Cancer Cures May Already Exist — But Won't Reach Patients if Pelosi's Drug Bill Passes


By Peter J. Pitts

House Democrats recently unveiled H.R. 3, a proposal that would impose ill-considered price controls on prescription drugs.

Patient advocates immediately panned the bill, warning that it would deter medical research and prevent scientists from developing future treatments and cures.

They're right -- but they're understating the bill's harmful effects. The legislation could stifle ongoing "post-approval" research into existing treatments that are already on the market. It would prevent scientists from refining current drug formulas to make them safer or testing medicines in broader patient populations.

In other words, cures for certain types of cancer and other chronic conditions may already exist -- but they won't reach patients if H.R. 3 becomes law.

Consider how the drug development process works. When scientists discover a promising compound, they conduct years of lab tests and animal studies. The majority of potential medicines fail in this pre-clinical trial phase -- only one in 1,000 compounds shows enough promise to merit further testing.

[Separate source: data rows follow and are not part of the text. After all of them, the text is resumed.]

Issue #4241, opened 2021-11-23
Insomnia very slow and hangs on a >6000 line file


chaosKP:
### Expected Behavior

If the DESIGN is used the toggle of a menu entry inside the preview is nearly instantious.
If a change is made inside the editor the lag is neglectable (1-2 seconds).

### Actual Behavior

If a path entry inside the preview is toggled it takes up to 5 seconds to respond.
If a change is made inside the editor it takes more than 25 seconds until the tool is updated and responsive again.

### Is there an existing issue for this?

- [X] I have searched the [issue tracker](https://www.github.com/Kong/insomnia/issues) for this problem.

### Additional Information

There is no difference if Preview is On or Off.

We also tried a local version of swagger editor and the expected behavior is given

### Insomnia Version

2021.6.0

### What operating system are you using?

Windows

### Operating System Version

Windows 10 Build 19043

### Installation method

download from insomnia.rest

tuscen:
Can confirm, the same behaviour on macOS 12.1 on Macbook with Intel Core i7. I have an openapi schema with 17k lines and Insomnia handles it very badly. Changing from design to debug tab can take up to several seconds (4-6 seconds).

```
Version: Insomnia 2021.7.2
Release date: 12/10/2021
OS: Darwin x64 21.2.0
Electron: 11.2.3
Node: 12.18.3
V8: 8.7.220.31-electron.0
Architecture: x64
node-libcurl: libcurl/7.73.0 OpenSSL/1.1.1k zlib/1.2.11 brotli/1.0.9 zstd/1.4.9 libidn2/2.1.1 libssh2/1.9.0 nghttp2/1.42.0
```

poiuytrez:
I struggle to edit a 1.2k lines file in the design tab. Every time I type a few characters, the editor hangs for about 5-10 seconds which makes the edition very painful.

This is what I often get:
![Screenshot 2022-04-08 at 10 20 44](https://user-images.githubusercontent.com/1167433/162395676-7ac75511-c1e6-44eb-9960-b4b7b0443af2.png)

Any tip to disable real-time syntax checking is welcome.

```
Version: Insomnia 2022.2.1
Release date: 3/21/2022
OS: Darwin x64 20.6.0
Electron: 17.1.0
Node: 16.13.0
V8: 9.8.177.11-electron.0
Architecture: x64
```
I am on macOS 11.6.5 on Macbook Air 2018.

ArnaudPel:
[...]

PR #7374, opened 2024-05-06
perf: improve performance when spec lint [INS-3724]

### LINKED ISSUE #4653: Insomnia has become unresponsive open api specs 3
### Expected Behavior

Load Specs design document properly.

### Actual Behavior

Showing an error of Insomnia has become unresponsive, and there is no way i can remove this import from my workspace. 

### Reproduction Steps

1. Goto Settings > Data > Import data > From File
2. Open API spec with some error in specification and it has to be large. 

### Additional Information

Version: Insomnia 2022.2.1
Release date: 22/03/2022
OS: Windows_NT x64 10.0.19043
Electron: 17.1.0
Node: 16.13.0
V8: 9.8.177.11-electron.0
Architecture: x64

### Insomnia Version

2022.2.1

Windows

### Operating System Version

Windows_NT x64 10.0.19043

### Installation method

download from insomnia.rest

_No response_

CurryYangxx:
Close https://github.com/Kong/insomnia/issues/4653 https://github.com/Kong/insomnia/issues/4241

**Move spec lint logic to web worker, can improve both opening file and editing file**

Changes:

- [x] move spectral lint login to web worker both in the Design component and router action
    - [x] add dedicate worker file
    - [x] delete all the spectral in main process
- [x] open electron nodeIntegrationInWorker option
- [x] add vite worker plugin config so we can use electron require magic in worker
- [x] wrap code-editor with memo to reduce rerender

How to test:
- [x] trigger lint multiple times and only the latest task result will be updated
- [x] use custom spectral ruleset and it it works


jackkav:
@CurryYangxx very elegant approach. With node access in webworkers we have opened up some interesting performance options.

tsconfig.base.json
```diff
@@ -10,7 +10,7 @@
     "esModuleInterop": true,
     "lib": ["DOM", "ES2019"],
     "module": "CommonJS",
-    "moduleResolution": "node",
```
jackkav: image
curious

packages/insomnia/src/ui/routes/design.tsx
```diff
@@ -251,24 +229,71 @@ const Design: FC = () => {
...
   useEffect(() => {
     CodeMirror.registerHelper('lint', 'openapi', async (contents: string) => {
-      const diagnostics = await window.main.spectralRun({
-        contents,
-        rulesetPath,
+      // @TODO: Conisderations and things we need to verify/test:
+      // - Should we spawn a new worker on every lint command or use a shared worker?
+      // - Does this function handle race conditions? e.g. if a lint finishes late does it replace another lint that ran with latest contents?
+      // - Proper error handling from the worker and here. Perhaps the worker returns a result type like Result = Diagnostics | Error and we handle it here
+      // - Don't reload the spectral ruleset on every lint command. Instead the ruleset should be re-calculated when the underlying file changes due to e.g. git pull or the filename changes
```
jackkav: > Should we spawn a new worker on every lint command or use a shared worker?

it depends on the error handling story

> Does this function handle race conditions?

no if you always spawn a new one, although since it can happen on keystroke we might need to throttle the creation of workers, or resetting a shared one.

> Proper error handling from the worker and here.

the simplest way I can imagine is wrapping the worker in a promise and using abort and reject when listening on the worker error event.

> Don't reload the spectral ruleset on every lint command
agreed, but perhaps we can consider this is an optimisation for later.

CurryYangxx:
> Should we spawn a new worker on every lint command or use a shared worker?

Now it will create just one worker when component first time render.And use a unique id to distinguish worker message.

> Does this function handle race conditions?

Use the unique id for every message, only the result which id match the latested id will be updated.

> Don't reload the spectral ruleset on every lint command

use a cache object in worker, only reload when ruleset path change

CurryYangxx:
We still need to save spectralRun IPC because it is used in this action:https://github.com/Kong/insomnia/blob/cc421d1a3c041cebc059f5d421c4406c8fe75baf/packages/insomnia/src/ui/routes/actions.tsx#L736

packages/insomnia/src/ui/routes/actions.tsx
```diff
@@ -772,7 +776,9 @@ export const generateCollectionAndTestsAction: ActionFunction = async ({ params
     `version-control/git/${workspaceMeta?.gitRepositoryId}/other/.spectral.yaml`,
   );
 
-  const results = (await window.main.spectralRun({ contents: apiSpec.contents, rulesetPath })).filter(isLintError);
+  const spectralRunner = new SpectralRunner();
+
+  const results = (await spectralRunner.runDiagnostics({ contents: apiSpec.contents, rulesetPath })).filter(isLintError);
```
ihexxa, line 781: do we also need termination here?

packages/insomnia/src/ui/worker/spectral.ts
```diff
@@ -0,0 +1,65 @@
...
+
+const cachedRuleset: {
+  path: string;
+  ruleset: RulesetDefinition;
+} = {
+  path: '',
+  ruleset: oas as RulesetDefinition,
+};
+
+const loadRuleset = async (rulesetPath: string,) => {
```
ihexxa: nit: `(rulesetPath: string,)` the comma might be unnecessary.

packages/insomnia/src/ui/worker/spetral-run.ts
```diff
@@ -0,0 +1,37 @@
...
+  }
+
+  terminate() {
+    this.worker.terminate();
+  }
+
+  public async runDiagnostics({ contents, rulesetPath }: { contents: string; rulesetPath: string }) {
+    this.taskId = ++this.taskId;
+    return new Promise<ISpectralDiagnostic[]>(resolve => {
+      this.worker.onmessage = e => {
```
ihexxa: nit: Probably we might also handle `postMessage(err);` and add some logs for debugging.

ihexxa (dismissed):
Discussed offline and resolved several concerns, just added some minor comments. Overall it looks good to me but let's wait a bit as there might be some comments from other reviewers.

CurryYangxx:
> Discussed offline and resolved several concerns, just added some minor comments. Overall it looks good to me but let's wait a bit as there might be some comments from other reviewers.

@ihexxa Good catch, update more logs and necessary termination

gatzjames (dismissed):

ihexxa (approved):

PR #7396, opened 2024-05-13
feat: enable extended assertion chains on `insomnia.response`

ihexxa:
Closes: INS-3824

### Changes:
- [x] feat: enable extended assertion chains on `insomnia.response`
- [x] add unit tests

### DIFF
--- a/packages/insomnia/src/ui/components/editors/request-script-editor.tsx
+++ b/packages/insomnia/src/ui/components/editors/request-script-editor.tsx
@@ -58,6 +58,24 @@ const updateRequestAuth =
 );`;
 const requireAModule = "const atob = require('atob');";
 
+const getStatusCode = 'const statusCode = insomnia.response.code;';
+const getStatusMsg = 'const status = insomnia.response.status;';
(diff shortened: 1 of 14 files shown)


packages/insomnia/src/ui/components/editors/request-script-editor.tsx
```diff
@@ -380,6 +398,70 @@ export const RequestScriptEditor: FC<Props> = ({
...
+            />
+          </DropdownItem>
+          <DropdownItem textValue='Get cookies' arial-label={'Get cookies'}>
+            <ItemContent
+              icon="circle-info"
+              label='Get cookies'
+              onClick={() => addSnippet(getCookies)}
+            />
+          </DropdownItem>
+        </Dropdown>
```
CurryYangxx: Can we use an data array to generate these DropdownItems?

ihexxa: Good point, which will reduce some duplications. They are kept because sometimes we add components like `DropdownSection`s which might need additional efforts to map them.

CurryYangxx (approved):

PR #7426, opened 2024-05-17
fix: migrate loader redirect

CurryYangxx:
The `shouldMigrateProjectUnderOrganization` is an async function, so we need to add `await`


jackkav (commented):
Has this been tested? Seems like a sensitive code path. @gatzjames seems like the existing e2e test isn't covering this case correctly

gatzjames (approved):

PR #7870, opened 2024-08-26
Custom Authorization header name option

tandraehub:
Currently when using the OAuth2 in insomnia it always puts the access token in a header named Authorization. Even though the header almost always is called Authorization it causes inconvenience when using Insomnia with an API that has a different name for the auth header. 

This PR adds a new configuration in the Advanced Options section of the Auth tab where it is possible to specify a custom name of the authorization header. As default the option is not set and the name Authorization is then used.

Image below show the UI and a green circle is added in the image to highlight the new option:

custom_auth


gatzjames:
Closing for now since we need to expose the authorization sessions in the future and will address this in the near future.
For now a workaround is to use request chaining to use any kind of custom header or property for the authorization:
You could use the following template tag:
```
{% request 'oauth2', '', '' %}
```

PR #7897, opened 2024-09-02
fix: file not synced after switch sync method -[INS-4347]

CurryYangxx:
**Issue detail**
Sometimes after switch sync method. The file has become not synced.

**Root cause**
When using `models.xx.update` function, sometimes will update model by stale data. After switch to Insomnia Sync, we will delete `gitRepositoryId` in workspaceMeta and delete the corresponding gitrepository. But the workspaceMeta will be overwritten by the stale data, so there is `gitRepositoryId` in meta but no 
gitrepository data.
image


CurryYangxx:
I think we need try to use `updateByParentId` rather than `update` in most case.

jackkav (approved):

PR #7916, opened 2024-09-05
fix: minor fixes in styles, linting and UT

ihexxa:
### Changes

- [x] Added max width and min width for the runner pane one
- [x] Fixed some lint errors in the develop branch
- [x] Fixed an UT failure in the develop branch


jackkav (approved):
Thanks for fixing these, was a mess from an old PR that wouldn't merge properly

PR #7928, opened 2024-09-09
Fix duplicate file cause application error in collection view UI

cwangsmv:
**Issue:**

https://github.com/user-attachments/assets/d085b731-59ab-4d85-b535-bcf6736c8ccb

**Cause**
Race condition. 
Current page loader function in router will trigger due to create action in database. 
Meanwhile, new page loader function in router will also be triggered. So when new open is rendering, the loaderData will be overridden by old page loader function which cause this issue.

**Change**
Use old way of redirect function in duplicateWorkspaceAction


CurryYangxx (dismissed):

CurryYangxx:
May be we need a smoke test for this duplicate entrance. @yaoweiprc

jackkav (dismissed):

filfreire (dismissed):

CurryYangxx (approved):

PR #7936, opened 2024-09-10
perf: test-suit loader improvement - [INS-4400]

CurryYangxx:
**Issue**
When the nesting levels are deeper or there are too much children under workspace. The `withDescendants` will take a long time to find all requests.

**Changes**

- [x] Add a `queryType` param for `withDescendants` function to limit the types of database queries
- [x] pass `stopType` and `queryType` when call the `withDescendants` function in test-suit loader

### DIFF
--- a/packages/insomnia/src/common/database.ts
+++ b/packages/insomnia/src/common/database.ts
@@ -609,8 +609,20 @@ export const database = {
     return next([doc]);
   },
 
-  /** get all descendants of a document */
-  withDescendants: async function<T extends BaseModel>(doc: T | null, stopType: string | null = null): Promise<BaseModel[]> {
+  /**
+   * Get all descendants of a document.
+   *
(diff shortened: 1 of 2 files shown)


ihexxa (approved):

jackkav:
An alternative implementation would look like replacing stopType with queryType as they have overlapping behaviour.

Note: there are only 3 usages of stopType in the code and they all stop on request type, you could just set request as the query type and remove that argument completely.

image

CurryYangxx:
> An alternative implementation would look like replacing stopType with queryType as they have overlapping behaviour.
> 
> Note: there are only 3 usages of stopType in the code and they all stop on request type, you could just set request as the query type and remove that argument completely.
> 
@jackkav The request may not be a direct child of workspace, but a child of requestGroup. So we need to include both `request` and `requestGroup` in queryType, and let the query stop at reques type.

PR #7949, opened 2024-09-12
Manage members in organization [INS-2705]

yaoweiprc:
Now users can 
- invite new members
- change member's role
- remove existing member
- revoke invitation
- search members and invites
in app. It's basically migrated from insomnia-website-app. The logic for permission validation and error messages is essentially the same as in the web version. Except that:
- existing members and pending invites are combined into one list
- users can choose role when inviting
image

Other changes:
- Add an react hook `useStateRef` to get latest state immediately after setState, rather than in next round of render.
- Add an extra param `onlyResolveOnSuccess` to insomniaFetch so that it can reject when the response status code is not 2xx.


.vscode/settings.json
```diff
@@ -6,7 +6,7 @@
     "*.njson": "ndjson"
   },
   "files.insertFinalNewline": true,
-  "editor.formatOnSave": true,
+  "editor.formatOnSave": false,
```
jackkav: please keep dx changes in a separate PR, add a PR description, and mention anything you could have done but didn't want to include in the scope. For more clarity do the some PRs reviews over zoom with the team.

yaoweiprc: Current formatter use 4 spaces as tab on my computer. I did not find where to set it. So I just disabled formatOnSave temporarily. 
I have changed it back. I'll try to use some other formatter like Prettier in a separate PR when I'm free.

cwangsmv:
It is better to show a skeleton like web when user opens the invite modal. Users will see "no member" first for now.

https://github.com/user-attachments/assets/128e3c67-6de0-4a21-bcc8-818d4c79e97f

cwangsmv:
Should we change the title and hide stack trace for RBAC error:
Screenshot 2024-09-20 at 14 33 42

Web behavior:

Screenshot 2024-09-20 at 14 35 09

.vscode/settings.json
```diff
@@ -15,4 +15,9 @@
   "[jsonc]": {
     "editor.defaultFormatter": "vscode.json-language-features"
   },
+  "cSpell.words": [
```
CurryYangxx, line 18: What are these configurations for?

packages/insomnia/src/ui/routes/organization.tsx
```diff
@@ -645,16 +647,19 @@ const OrganizationRoute = () => {
...
                     <span className="truncate">
                       Invite
                     </span>
                   </Button>
+                  <InviteModalContainer
+                    {...{
+                      isOpen: isInviteModalOpen,
+                      setIsOpen: setIsInviteModalOpen,
+                    }}
+                  />
```
CurryYangxx, line 662: Why we need destruction here?

CurryYangxx:
This pr include some changes that are not part of this feature:

- add a new react hook
- add a new param  in insomniaFetch

It is better to explain these changes in pr description to make review easier

packages/insomnia/src/ui/components/modals/invite-modal/organization-invite-form.tsx
```diff
@@ -0,0 +1,520 @@
...
+        let json;
+        try {
+          json = await error.response.json();
+        } catch (e) {
+          throw new Error(`Failed to invite ${inviteeEmail}`);
+        }
+        if (json?.message) {
+          throw new Error(json.message);
+        }
+      }
```
CurryYangxx: I think we can do these logic in insomniaFetch function.

packages/insomnia/src/ui/components/modals/invite-modal/organization-invite-form.tsx
```diff
@@ -0,0 +1,520 @@
...
+you don’t have more than one project. Since you have more than one project, you need to upgrade to
+Individual or above to continue.`
+        );
+      }
+      if (json?.error === NEEDS_TO_INCREASE_SEATS_ERROR) {
+        throw new Error(needToIncreaseSeatErrMsg);
+      }
+      if (json?.message) {
+        throw new Error(json.message);
+      }
```
CurryYangxx, line 260: same thing

packages/insomnia/src/ui/insomniaFetch.ts
```diff
@@ -40,6 +59,12 @@ export async function insomniaFetch<T = void>({ method, path, data, sessionId, o
     if (uri) {
       window.main.openDeepLink(uri);
     }
+    if (onlyResolveOnSuccess && !response.ok) {
+      throw new ResponseFailError(
+        `${response.status} ${response.statusText}`,
+        response,
+      );
+    }
```
CurryYangxx:
```suggestion
    if (onlyResolveOnSuccess && !response.ok) {
      const res = await response.json();
      throw new ResponseFailError(
        `res.message`,
      );
    }
```

packages/insomnia/src/ui/components/modals/invite-modal/invite-modal.tsx
```diff
@@ -0,0 +1,671 @@
...
+    return 0;
+  }
+  const validMaxPage = Math.floor(total / PAGE_SIZE);
+  if (page > validMaxPage) {
+    return validMaxPage;
+  }
+  return page;
+}
+
+const usePagination = (permissionRef: MutableRefObject<Record<Permission, boolean>>) => {
```
CurryYangxx, line 459: This seems like a hook, should we need to move it to hooks dir?

CurryYangxx:
There are much typescript definition and util functions in component file, we can discuss if it is better to move them to some other dir together.

packages/insomnia/src/ui/components/modals/invite-modal/organization-invite-form.tsx
```diff
@@ -0,0 +1,520 @@
...
+export const InviteForm = ({ onInviteCompleted, allRoles }: {
+  onInviteCompleted?: () => void;
+  allRoles: Role[];
+}) => {
+  const selectedRoleRef = React.useRef<Role>(
+    allRoles.find(role => role.name === defaultRoleName) as Role,
+  );
+  const organizationId = useParams().organizationId as string;
+  const [inputStr, setInputStr] = useState('');
+  const [addedMembers, setAddedMembers, addedMembersRef] = useStateRef<string[]>([]);
```
CurryYangxx, line 24: why we use this `useStateRef` hook here?

.vscode/settings.json
yaoweiprc: For spell check.

packages/insomnia/src/ui/routes/organization.tsx
yaoweiprc: To pass props to components. I prefer this style.

packages/insomnia/src/ui/components/modals/invite-modal/invite-modal.tsx
yaoweiprc: This is a hook specifically used here for pagination and is not reusable.

packages/insomnia/src/ui/components/modals/invite-modal/organization-invite-form.tsx
yaoweiprc: To get latest state immediately after setState, rather than in next round of render.

packages/insomnia/src/ui/components/modals/invite-modal/organization-invite-form.tsx
yaoweiprc: I've talked about it with Jack before. Previously, when the status code of a request response was not 2xx, we were unable to retrieve the status code information from the insomniaFetch return. When the status code is not 2xx, the response may contain different information. As a general request method, insomniaFetch should not handle specific failure cases but should return the failed response to the caller, allowing the caller to handle the failure according to the specific API. This modification enables minimal intrusion to insomniaFetch while maintaining compatibility.

packages/insomnia/src/ui/insomniaFetch.ts
yaoweiprc: When response.ok is false, the content-type of the response is not necessarily JSON, and the JSON structure may not always contain a message property. I believe we should return the response directly to the caller and let the caller decide how to handle the error.

yaoweiprc:
> This pr include some changes that are not part of this feature:
> 
> * add a new react hook
> * add a new param  in insomniaFetch
> 
> It is better to explain these changes in pr description to make review easier

Yeah, I have added it.

notjaywu:
> Should we change the title and hide stack trace for RBAC error: Screenshot 2024-09-20 at 14 33 42
> 
> Web behavior:
> 
> Screenshot 2024-09-20 at 14 35 09

image

yaoweiprc:
> It is better to show a skeleton like web when user opens the invite modal. Users will see "no member" first for now.
> 
>  Screen.Recording.2024-09-20.at.14.23.57.mp4

image
Add a spin icon when loading.

yaoweiprc:
> Should we change the title and hide stack trace for RBAC error: Screenshot 2024-09-20 at 14 33 42
> 
> Web behavior:
> 
> Screenshot 2024-09-20 at 14 35 09

image
Use another alert modal.

packages/insomnia/src/ui/insomniaFetch.ts
yaoweiprc: Solved in https://github.com/Kong/insomnia/pull/7949/commits/e98eb1df8bd0b7db48846ca4e2c63f5e8a766a4a

cwangsmv (dismissed):
lgtm

cwangsmv (approved):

Scientists typically conduct "phase I" clinical trials on healthy humans to confirm a medicine's safety. If the compound proves broadly safe, scientists move on to "phase II" trials in dozens or hundreds of sick patients.

More typically, the FDA requires researchers to prove a drug's safety and efficacy in "phase III" trials, which usually involve hundreds or thousands of sick patients. Drug companies then submit their testing data to the FDA for review.

This process takes a decade or more and it's fraught with failure. Only 12 percent of experimental medicines that enter phase I trials ultimately win FDA approval. After accounting for this high failure rate, it costs $2.6 billion, on average, to bring a new medicine to market.

The research process doesn't end there. Companies often conduct extensive post-approval trials to monitor patients for long term effects.

Innovators also test whether their medicines can effectively treat other, related diseases. Consider the drug Lynparza, which the FDA approved in 2017 to treat certain types of ovarian, fallopian tube, and primary peritoneal cancers. The manufacturer conducted post-approval research, which led to the FDA approving Lynparza for certain forms of breast cancer.

Follow-on research isn't cheap. It adds $300 million, on average, to the drug's R&D cost.

H.R. 3 would discourage such research. The bill imposes steep penalties on companies that raise a medicine's price faster than inflation. The legislation would prevent companies from updating their prices -- even if the new indication is highly valued by patients and the healthcare system.

If the House bill makes it harder to recoup the cost of follow-on research, companies won't make those investments in the first place. Why bother looking for new uses if these post-approval discoveries won't deliver a financial return?

But what makes the policy even less defensible is that it would do nothing to reduce patients' actual pharmacy bills. The proceeds from the inflation penalty would go directly into the government's coffers.

Simply put, patients would lose out on valuable medical discoveries, while deriving no benefits in return. That's not what Americans had in mind when they demanded drug-pricing reform.

Peter J. Pitts, a former FDA Associate Commissioner, is president of the Center for Medicine in the Public Interest.